I have a 2014 2500 w/ 6.7. Truck is deleted.
Been dealing with the 5v reference circuit is low (p0642) and camshaft position sensor (p0341) along with getting the service electronic throttle control light.

Issue is intermittent. I do not see any change in performance or fuel consumption. Sometimes the lights/codes will go away on their own and then reappear. I have also cleared the codes and things will be good a couple days, other times I’ll clear them and they’ll come back on immediately.

First thing I did was change both my batteries out. It didn’t resolve the issue but I did keep them anyways.

I had my shop swap out the camshaft position sensor a couple weeks ago with one I purchased from autozone. Tech said wiring looked good - no damage. Everything was copacetic for a week then re-appeared.

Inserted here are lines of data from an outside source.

PR #589, opened 2023-12-18
Add ocp postgres

JamesKunstle:
defines postgres deployment + pvc + service as part of base deployment

will have to be merged after #588

### DIFF
--- a/openshift/base/8k-app-server.yaml
+++ b/openshift/base/8k-app-server.yaml
@@ -71,6 +71,19 @@ spec:
             requests:
               cpu: 50m
               memory: 150Mi
+      initContainers:
+        # Set up Postgres cache before app server
+        # becomes available.
+        - name: postgres-initialization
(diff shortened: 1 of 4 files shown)


JamesKunstle:
@codekow would love your input here as well

JamesKunstle:
> @JamesKunstle
> 
> A few things to consider:
> 
> * You can reuse the secret for both DBs if you wanted
> * You'll need to update the `kustomization.yaml` to use the new resources
> * I like the idea of your application having the ability to detect a cache DB and if the cache isn't present, it runs without.

1. the same secret for Redis and for Postgres? Yeah sure that'd be fine. That's easier to maintain
2. okay, just did that
3. that'd be nice in the future. right now, we have an inflexible relationship between the query and the analysis workers- an architectural defect from earlier on. In the future, a cache-less mode would be possible.

PR #593, opened 2023-12-19
Codekow review

codekow:


openshift/base/secret-postgres.yaml
```diff
@@ -6,4 +6,8 @@ metadata:
     app.kubernetes.io/part-of: eightknot-app
   name: eightknot-postgres
 stringData:
-  POSTGRES_PASSWORD: somepasswordfortesting
+  # TODO: use specific vars
+  # POSTGRESQL_USER: cache
+  # POSTGRESQL_PASSWORD: somepasswordfortesting 
+  # POSTGRESQL_DATABASE: augur_cache
+  POSTGRESQL_ADMIN_PASSWORD: somepasswordfortesting
```
JamesKunstle, line 13: The postgres image, at least the enterprisedb one, expects that the POSTGRESQL_PASSWORD environment variable is available. Not sure if that's the case for the imagestream one. I know that I'm not looking for POSTGRESQL_ADMIN_PASSWORD in my environment variable checks in application logic, could switch over though.

codekow: The other image uses different vars and I had to update the secret to have both in it for now to work

JamesKunstle (approved):
Thanks Cory!

PR #596, opened 2023-12-20
patch kustomization for prod imagestream

JamesKunstle:
@codekow patching kustomization to point to correct imagestream


JamesKunstle:
This works when deployed to main so I think it's chill to merge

Returned the truck to the shop primarily for another issue (heater core replacement) but also had them readdress the code issue. They swapped the autozone sensor I gave them two weeks ago out with a mopar. They didn’t promise it would resolve the issue. They explained the ram design for the 5v issue is horrible and there are about a 1/2 dozen sensors on this circuit and that it could be any of them. I also know that the PCM could be the culprit. I addressed the possibility of the issue being with the actual camshaft and they said very unlikely.

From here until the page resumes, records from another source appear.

PR #604, opened 2024-01-04
Repo Info Page 

cdolfi:
First round pass at page with a different style of information. Not tied to any titles or page design

### DIFF
--- a/8Knot/cache_manager/db_init.py
+++ b/8Knot/cache_manager/db_init.py
@@ -263,6 +263,72 @@ def _create_application_tables() -> None:
 
         cur.execute(
             """
+            CREATE UNLOGGED TABLE IF NOT EXISTS repo_languages_query(
+                id int,
+                programming_language text,
+                code_lines int,
+                files int
+            )
+            """
+        )
+        logging.warning("CREATED repo_languages_query TABLE")
+
+        cur.execute(
+            """
+            CREATE UNLOGGED TABLE IF NOT EXISTS package_version_query(
+                id int,
+                name text,
+                current_release_date text,
+                latest_release_date text,
+                libyear float4
+            )
+            """
+        )
+        logging.warning("CREATED package_version_query TABLE")
+
+        cur.execute(
+            """
+            CREATE UNLOGGED TABLE IF NOT EXISTS repo_releases_query(
+                id int,
+                release_name text,
+                release_created_at text,
+                release_published_at text,
+                release_updated_at text
+            )
+            """
+        )
+        logging.warning("CREATED repo_releases_query TABLE")
+
+        cur.execute(
+            """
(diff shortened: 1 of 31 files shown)


8Knot/cache_manager/db_init.py
```diff
@@ -261,6 +261,72 @@ def _create_application_tables() -> None:
...
+                score float4
+            )
+            """
+        )
+        logging.warning("CREATED ossf_score_query TABLE")
+
+        cur.execute(
+            """
+            CREATE UNLOGGED TABLE IF NOT EXISTS repo_info_query(
+                id int,
```
JamesKunstle, line 316: is `id` == `repo_id` in this file? If so I think it should be named that way

8Knot/pages/index/index_layout.py
```diff
@@ -90,6 +90,7 @@
                             dbc.Nav(
                                 [
                                     dbc.NavLink("Welcome", href="/", active="exact"),
+                                    dbc.NavLink("Repo Info", href="/repo_info", active="exact"),
```
JamesKunstle, line 93: Maybe this is a good opportunity to use the term `Repo Overview` because we already use `Info` in a tab.

JamesKunstle (changes requested):
Almost everything looks great- would love 'id' to be called 'repo_id' in queries and analysis if that's what it's for, and have a titling question

8Knot/pages/index/index_layout.py
cdolfi: Good call

8Knot/cache_manager/db_init.py
cdolfi: will that break things? I didnt know if id was still a keyword or if we want to change that when we change all of them

JamesKunstle: Nah we can change it w/o a problem. In the query, I think it's `repo_id as id` so that'd just go back to `repo_id` and when you use the column in the analysis you'd just use `id` too.

8Knot/pages/index/index_layout.py
JamesKunstle: ++

8Knot/cache_manager/db_init.py
JamesKunstle: okay we'll go back and update that when we change all the names

JamesKunstle (approved):

JamesKunstle:
@cdolfi rebase this branch onto dev to fix the merge conflict and then we're gtg

cdolfi:
@JamesKunstle should be good to go

JamesKunstle:
@cdolfi weird, I'm still getting "This branch cannot be rebased due to conflicts", are you getting that or are you able to merge it yourself?

PR #608, opened 2024-01-04
welcome page plotly tab update

cdolfi:
Change title to “Using 8Knot Visualizations”
add a “# 5 About Graph” that has more details about the type of info that people find under that button, because it’s way more useful than what people might think for an about link.


JamesKunstle (approved):
very good change, ++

Leaning on you guys for some ideas. I have the truck back in my possession. I’ll do as many of the sensor swaps as I can on my own until the ass pain outweighs my patience.

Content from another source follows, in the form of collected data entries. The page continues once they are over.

PR #610, opened 2024-01-04
PR and issue assignment optimization 

cdolfi:
Might need more updates to optimize more but this makes a HUGE difference

### DIFF
--- a/8Knot/pages/contributions/visualizations/cntrb_pr_assignment.py
+++ b/8Knot/pages/contributions/visualizations/cntrb_pr_assignment.py
@@ -51,6 +51,27 @@ gc_cntrib_pr_assignment = dbc.Card(
                         dbc.Row(
                             [
                                 dbc.Label(
+                                    "Date Interval:",
+                                    html_for=f"date-radio-{PAGE}-{VIZ_ID}",
+                                    width="auto",
+                                ),
+                                dbc.Col(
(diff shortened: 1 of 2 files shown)


JamesKunstle:
@cdolfi This limits the range of dates for which the graph is rendered, correct? So, we're visualizing the data the same way, but we're visualizing less data at once by default with this change.

cdolfi:
@JamesKunstle Yes precisely, the initial rendering takes so much less time than before

JamesKunstle:
@cdolfi In testing, this is much better than before. I think we still ought to aggregate small values of assignments, and let the user know that un-aggregating will have a browser performance penalty. For the Kubernetes org, I get the following:

Screenshot 2024-01-08 at 4 27 06 PM

Which is very slow to interact with.

cdolfi:
@JamesKunstle That makes sense to me, can you detail what you have in mind in the issue linked? Think itd be good to do in a separate PR (and would not close said issue w this PR)

JamesKunstle:
Yeah I definitely can

JamesKunstle:
#613 opened this issue, and #614 this one

JamesKunstle (approved):

JamesKunstle:
you'll have to rebase the branch manually for it to be merged.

Was leaning towards the crankshaft sensor but have read where some are unable to get their rig started afterwards and that a scanner might be needed - anyone with clarification on that?
 
Not sure why the shop said having multiple sensors on the 5v is bad. Most manufacturers do the same thing. If one of the sensors is causing the 5v to get pulled down, disconnect each sensor and watch for the 5v to come back. Will not work if the problem is intermittent. A crank sensor would be a good guess on a gas truck, but not sure I have seen it do the same thing on a diesel. If they are inexpensive it wouldn't hurt to try one.
 
Our trucks use a network communications that use 5v for their bus. Not that much different from a wired home network. As @sag2 has mentioned, you go through each network nod, (sensors in our case) by nod. Yes, very time consuming! I know that when I had to chase down network issues with computers, you need to look at what was connected, and was the software up to date.

So with all that being said, due to you having a "deleted" truck, you could be fighting sensors, software conflict, (tune/factory), or both! Good luck finding the issue.
 
generally when you see multiple sensor issues on a shared circuit you start thinking wiring harness problems and not individual sensor problems...
basic engine ECM wiring revolves around 2 separate harnesses , one ECM with two ports for those two harnesses.
one harness provides input and output functions for anything on the engine itself , the other harness revolves around wiring that may be on the chassis or cab ( CEL, emissions etc) and has inputs and outputs that interact with both the ECM, the body and devices not on the engine itself.

thinking about it fully, throttle control comes thru the body harness or whatever Mopar calls it
while devices like the cam position or crank position sensor run thru the engine harness..

so it look like there are two separate harnesses involved in mulitple electronic problems..
the only thing these two harness share is that one ECM.
so the question is the problem at the connection point at the ECM or is it something in the ECM or is it an outlier?